Предыдущая глава |
↓ Содержание ↓
↑ Свернуть ↑
| Следующая глава |
Удивительный мир ночного города с голографическими рекламами и проекциями на высотках так и манил нас отправиться навстречу новому и неизведанному. Мегаполис никогда не спал, он радовал взгляд уютным светом из окон квартир, напоминал о себе снующими в небе шаттлами, и только к глубокой ночи улицы немного притихали, и можно было расслабиться и выдохнуть, но с рассветом вся суета начиналась по новой. И так двадцать четыре часа в сутки, семь дней в неделю и триста шестьдесят пять дней в году, если уж быть точным до конца.
Прохладная мартовская ночь окутала Сан-Франциско мягким бархатом сумерек. Казалось, мир застыл на низком старте в ожидании весны и обновления, как за тысячи лет до, и хотелось бы верить, что и после.
С залива дул прохладный ветер, донося до нас запахи моря и водорослей; вдалеке на противоположном берегу мерцали фонари; небоскрёбы разрывали мрак ночи острыми шпилями, на макушках которых сияли красные звёзды предупреждающих сигналов; вокруг было полно народу, толпа шумела, толкалась, в общем, всё как обычно.
Я и Маккой сегодня решили провести вечер в одном уютном баре. Он расположился на крыше небольшого, симпатичного небоскрёба весьма странной формы, и если вы видели когда-нибудь фотографии "дома-огурчика"… в общем, вы меня поняли. Стеклянная крыша с переплетением балок и конструкций здания не препятствовала любоваться красивым видом на ночной город. Выпивка в шотах… хорошенькие женщины… приятная музыка… Что ещё нужно для полного счастья? Но всё это "разнообразие" наводило на меня какую-то тоску, и к концу первого часа я уже откровенно был сыт по горло всей этой милой обстановкой. Когда я сказал, что "было бы неплохо свалить в более весёленькое заведение", Маккой предложил мне отправиться туда самому, а его оставить в покое и созерцании философских истин. Я поразмыслил и решил остаться ещё на некоторое время.

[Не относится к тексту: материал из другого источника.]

PR #13154, opened 2022-06-15
Fix release regex and add Ubuntu Kinetic to PPA scripts

ekpyron:
For merging after the release.

### DIFF
--- a/scripts/release_ppa.sh
+++ b/scripts/release_ppa.sh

За окном мне весело подмигивали огоньки — лазерные лучи периодически шарили по небу в хаотичном танце. Ветер бил в стёкла резкими порывами, облака уже наползали неуклюжими громадами на луну, и она, словно корабль в бурном море, то появлялась, то снова исчезала из виду. В бокале плескалась выпивка, и мне вдруг стало откровенно всё равно, и душа, не смея воспарить в потоке блаженства, всё искала среди разношёрстной публики образ доброго, светлого и родного, но — тщетно. О чём думал Леонард? Не знаю, но по-моему, он откровенно наслаждался обстановкой или просто дремал над своим бокалом, не замечая ничего вокруг: "Как же, так я и поверил".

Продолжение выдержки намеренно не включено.